Can PG&E finally hear its’ customers?
PG&E Corp.’s (PCG) utility offered Monday to let customers who don’t want an electronic smart meter keep their old, analog meter, in response to some customers’ concerns about health effects.
PG&E has faced resistance to its $2.2 billion rollout of smart meters from a small but vocal group of customers who claim that radio signals from the smart meters cause headaches, sleep problems and other illnesses, and that they also have led to overcharges by the utility.
PG&E has insisted that the meters are safe and accurate.
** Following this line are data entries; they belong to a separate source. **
PR #484, opened 2023-03-17
Support dynamic image lookup

JacobHayes:
I have images that are tagged by git sha. When launching argo jobs from a long running process (eg: a notebook, dev server, etc) and committing code, the default image needs to be pulled dynamically.

This updates `GlobalConfig.image` to support setting a function that will be called on access, similar to `GlobalConfig.token`.

### DIFF
--- a/src/hera/global_config.py
+++ b/src/hera/global_config.py
@@ -37,13 +37,13 @@ class _GlobalConfig:
 
     # protected attributes are ones that are computed/go through some light processing upon setting or
     # are processed upon accessing. The rest, which use primitive types, such as `str`, can remain public
+    _image: Union[str, Callable[[], str]] = "python:3.7"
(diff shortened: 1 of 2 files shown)


JacobHayes:
I always break coverage, but [this time](https://github.com/argoproj-labs/hera-workflows/actions/runs/4449488151/jobs/7813807068) it's not some rounding issue haha: `Invalid PEP 440 version: '0.0.0+'`

samj1912:
@JacobHayes yes, I think we pushed a fix to our v5 branch but not our main branch. We plan on releasing v5 soon. Would you like to submit this PR against v5 instead? I will also send a PR to fix v4 but if you don't care about this being back ported to v4, I would recommend v5 instead as that is going to be much better than v4.

flaviuvadan (approved):

PR #491, opened 2023-03-20
Add dynamic image setter

flaviuvadan:
CC: @JacobHayes 
See: https://github.com/argoproj-labs/hera-workflows/pull/484 for V4


src/hera/shared/global_config.py
```diff
@@ -33,7 +33,7 @@ class _GlobalConfig:
     verify_ssl: bool = True
```
samj1912, line 33: @flaviuvadan does it make sense to allow other properties to have a similar behavior? For eg. `host` or `service_account_name`?

flaviuvadan: Yes, I think so! However, I have not heard a request for that _yet_ so I am inclined to introduce it when someone submits an issue for it

PR #493, opened 2023-03-20
Bring back the global config object and raise exceptions in case of nones from hooks

samj1912:
Addresses comments from https://github.com/argoproj-labs/hera-workflows/pull/489#pullrequestreview-1349469654


flaviuvadan (approved):
Thank you <3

The utility has installed nine million gas and electric smart meters, and has roughly a million to go.
Nevertheless, the utility said Monday that it was responding to customer concerns by giving customers the choice to receive analog meters rather than digital smart meters, which can send and receive data via a radio frequency.
PG&E Chief Executive Anthony Earley said Monday that less than 1% of customers have said they don’t want the smart meters.
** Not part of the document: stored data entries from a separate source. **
PR #494, opened 2023-03-20
Add a pre-release workflow

samj1912:
With this our typical workflow should be -

- Set the version number/release tag
- Mark as pre-release so that it gets uploaded to test-pypi.
- Check if everything looks good
- Mark as release so that the same version gets uploaded to pypi

### DIFF
--- a/.github/workflows/pre-release.yml
+++ b/.github/workflows/pre-release.yml
@@ -1,0 +1,26 @@
+---
+name: Test PyPI publish
+
+on:
+  release:
+    types: [prereleased]
+jobs:
+  build:
+    runs-on: ubuntu-latest
+    steps:
+      - uses: actions/checkout@v3
+      - name: Set up Python 3.8
+        uses: actions/setup-python@v4
+        with:
+          python-version: 3.8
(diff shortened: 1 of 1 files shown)


.github/workflows/pre-release.yml
```diff
@@ -0,0 +1,26 @@
...
+        run: |
+          python -m pip install --upgrade pip
+          python -m pip install poetry
+      - name: Bump version number
+        run: poetry version ${{ github.event.release.tag_name }}
+      - name: Build and publish
+        run: |
+          poetry build
+          poetry config repositories.testpypi https://test.pypi.org/legacy/
+          poetry publish -r testpypi -u __token__ -p ${{ secrets.TEST_PYPI_PASSWORD }}
```
samj1912, line 26: @flaviuvadan you will need to add this secret for test pypi.

flaviuvadan, line 26:
```suggestion
          poetry publish -r testpypi -u __token__ -p ${{ secrets. PYPI_TEST_API_TOKEN }}
```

“We think it’ll be a smaller number that will want to keep the analog meter,” Earley said in an interview.
PG&E’s move to resolve the smart-meter dispute comes less than a week after the company admitted that it was at fault for a fatal 2010 pipeline explosion and would compensate victims who have sued the company. The utility is also locked in a fight with consumer advocates over its proposal to make customers pay for most of a $2.2 billion pipeline improvement effort. State regulators have yet to decide how much customers will pay and how much the company will pay.
Federal investigators concluded in August that PG&E was responsible for the Sept. 9, 2010 explosion of a natural-gas pipeline in San Bruno, Calif., that killed eight people and injured 58 others, owing to welding defects that weakened the pipeline and ineffective management of the company’s pipeline operations.
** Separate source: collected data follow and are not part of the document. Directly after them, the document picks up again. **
PR #495, opened 2023-03-21
Update README and examples

elliotgunton:
* Reword comparison to use past tense for Couler/Argo DSL
* Move code comparison into an expandable section
* Update coinflip example to be complete


elliotgunton:
Does it make sense to force the `semver:patch` label if we're just updating docs? 🤔

samj1912 (approved):

samj1912:
@elliotgunton when we eventually release the version, it needs to be a strictly greater version. The semver labels are aggregated between the current release and the next release and the highest semver label is applied to generate the next release version.

PR #499, opened 2023-03-22
use MISSING vs None in parameter inference

flaviuvadan:
CC: @JacobHayes 

Problem: when `None` is used for a parameter it gets serialized as `null`. This forces the parameter inference to get a default value of `null` for inferred parameters. Therefore, this leads Hera to not set the non default parameters, which are required to automatically create the Parameter values that have `{{item.X}}` as their defaults when users pass in `with_param`. Hence, the last check in parameter inference raises a key error because no parameters are identified to contain `{{item...`


JacobHayes:
Ah, thanks for the fix!

PR #504, opened 2023-03-26
Add type-hints to ensure IDEs provide right auto-completion

samj1912:
Currently pydantic auto-complete uses the alias field in the auto-complete. This is not ideal as it is not the actual field name that is used in the code. This commit adds type-hints to the models to ensure that the IDEs provide the right auto-complete.

## Before

image

## After

image


flaviuvadan (approved):
🎖️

Last week, PG&E shut off power to a handful of customers in Santa Cruz County, Calif., after they removed their new smart meters and paid electricians to replaced them with analog meters. The company eventually restored power to those customers and said Friday that it would leave it up to the California Public Utilities Commission to decide how the utility should handle customers opposed to the smart meters.
Consumer advocates say PG&E could have avoided the escalation and customer pushback on the smart meters if the utility had educated customers about the smart meters and been more responsive to customer concerns at the beginning.
“This wouldn’t have been necessary if PG&E had listened to their customers sooner,” said Mindy Spatt, a spokeswoman for The Utility Reform Network.
State regulators had been considering proposals that would require customers to have a smart meter but with the transmitter shut off, or let customers choose a digital meter without a transmitter. Those provisions and the new proposal would likely include an initial fee plus a monthly charge to cover the cost of having to send utility employees to read the meters of residences that don’t have a regular smart meter, PG&E said.